You don’t see many spaceflight sims anymore. The golden days of Tie Fighter, Wing Commander and Elite are long passed, and in the intervening years the genre has fallen by the wayside. Space sims were set to make a comeback early in the new millennium with the highly ambitious Freelancer, but ever since then the only enduring presence has been the X series. It’s a real shame, with so many legendary games in the genre and a heritage dating back to Atari’s venerable Star Raiders, but I think the space sim’s faded significance has something to do with the industry’s shift to console gaming.

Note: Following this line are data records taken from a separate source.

PR #557, opened 2023-03-07
[v2.0] Allow user to change active wallet name

nop33:
Now that:
1. we properly store local storage data using IDs as keys,
2. we have consistent classes for storing persistent data, and
3. we use Redux

it became so simple to make changes like this ⭐ 

https://user-images.githubusercontent.com/1579899/223408987-7aa594bc-ba49-49b4-b9e3-dda8d9bdae41.mp4

### DIFF
--- a/src/utils/form-validation.ts
+++ b/src/utils/form-validation.ts
@@ -16,7 +16,7 @@ You should have received a copy of the GNU Lesser General Public License
 along with the library. If not, see <http://www.gnu.org/licenses/>.
 */
 
-import { isAddressValid as _isAddressValid } from '@alephium/sdk'
+import { isAddressValid as isAddressHashValid } from '@alephium/sdk'
 
 import i18n from '@/i18n'
 import { store } from '@/storage/app-state/store'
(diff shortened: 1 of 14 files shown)


MaudSimon:
Could it also allow people to change the password of an active wallet? (If we want to, which is another question, but it is something people are asking about).

nop33:
> Could it also allow people to change the password of an active wallet? (If we want to, which is another question, but it is something people are asking about).

Thanks for bringing it to our attention, I'll create an issue for it.

mvaivre:
👏 yeah!

One first comment after seeing your video: I would expect to see a confirmation snackbar when the name has been updated. (`Wallet name updated to ...`)

src/utils/form-validation.ts
```diff
@@ -45,3 +45,12 @@ export const validateIsContactNameValid = ({ name, id }: Omit<Contact, 'address'
     ? i18n.t('A contact with this name already exists') + `: ${existingContact.address}`
     : true
 }
+
+export const validateIsWalletNameValid = ({ name, previousName }: { name: string; previousName?: string }) =>
```
mvaivre, line 49: Nit: I didn't mention it last time, but why prefixing the name with `validate`? It's a bit redundant to "validate if valid"?

Why not just `isWalletNameValid`? :)

nop33: haha very good point! I did it because I wanted to use the `isAddressValid` function inside a validation function and I could not have 2 functions with the same name 😅 

```ts
export const validateIsAddressValid = (value: string) => isAddressValid(value) || i18n.t('This address is not valid')
```

How do you propose I address (pun intended) this?

nop33: I can do this!

```ts
import { isAddressValid as _isAddressValid } from '@alephium/sdk'
```

nop33:
@mvaivre all comments addressed!

src/utils/form-validation.ts
mvaivre: Or `isAddressHashValid`? :)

For one, space sims are usually complex and are not the easiest games to get into. This nature typically demands an extensive control scheme, allowing the precise coordination of ship systems, commands and maneuvers. It’s easy to map this kind of control to a keyboard, mouse and maybe a well-designed flight stick, but cramming this complexity into a home console controller usually yields disastrously cumbersome results. Look no further than 2006’s muddled, sluggish Star Trek Legacy for what can go wrong.
Bad controls can ruin a decent space sim like ST Legacy, but curiously enough another game in the genre came out in the same year. DarkStar One hit most of the right notes on the PC, and is considered a solid, if not exceptional entry in the spaceflight field. In a gutsy move, Kalypso Media and Gaming Minds have ported the game to the Xbox 360 as the revamped, refreshed DarkStar One: Broken Alliance. The game has seen numerous touch-ups and the addition of new content, but most striking of all is just how well it takes to the 360.
Whatever you say about DarkStar on the 360, you have to admit it has damn good controls for a console space sim. Throttle is mapped to the right analog stick, and while you don’t have the precise control you’d get from a flight stick, you can still select reverse, neutral, full and goose the afterburners for a speed boost. You fire missiles, activate your special weapons and control basic targeting with the face buttons, while the D-pad handles weapon cycling and communications.
Most of the advanced features are on two radial menus, opened by holding the left and right bumpers. This makes it quick and simple to access your target list, open your logbook, or activate any special technology you’ve installed. This consolidates most extraneous complex commands and puts them within easy reach; it’s not as extensive or versatile as Tie Fighter, but it gets the job done remarkably well on the 360.
For a console gamer, DarkStar’s controls are a superb first impression for a game that admittedly wasn’t all that original even four years ago when it arrived on the PC. The game borrows heavily from the giants of its genre so if you’re a fan of space sims like me, there isn’t a whole lot here to surprise you. This doesn’t mean the game is bad or boring; it’s more like sitting down to one of your favorite comfort food dishes which has been prepared a little differently, rather than trying a new dish from your favorite chef.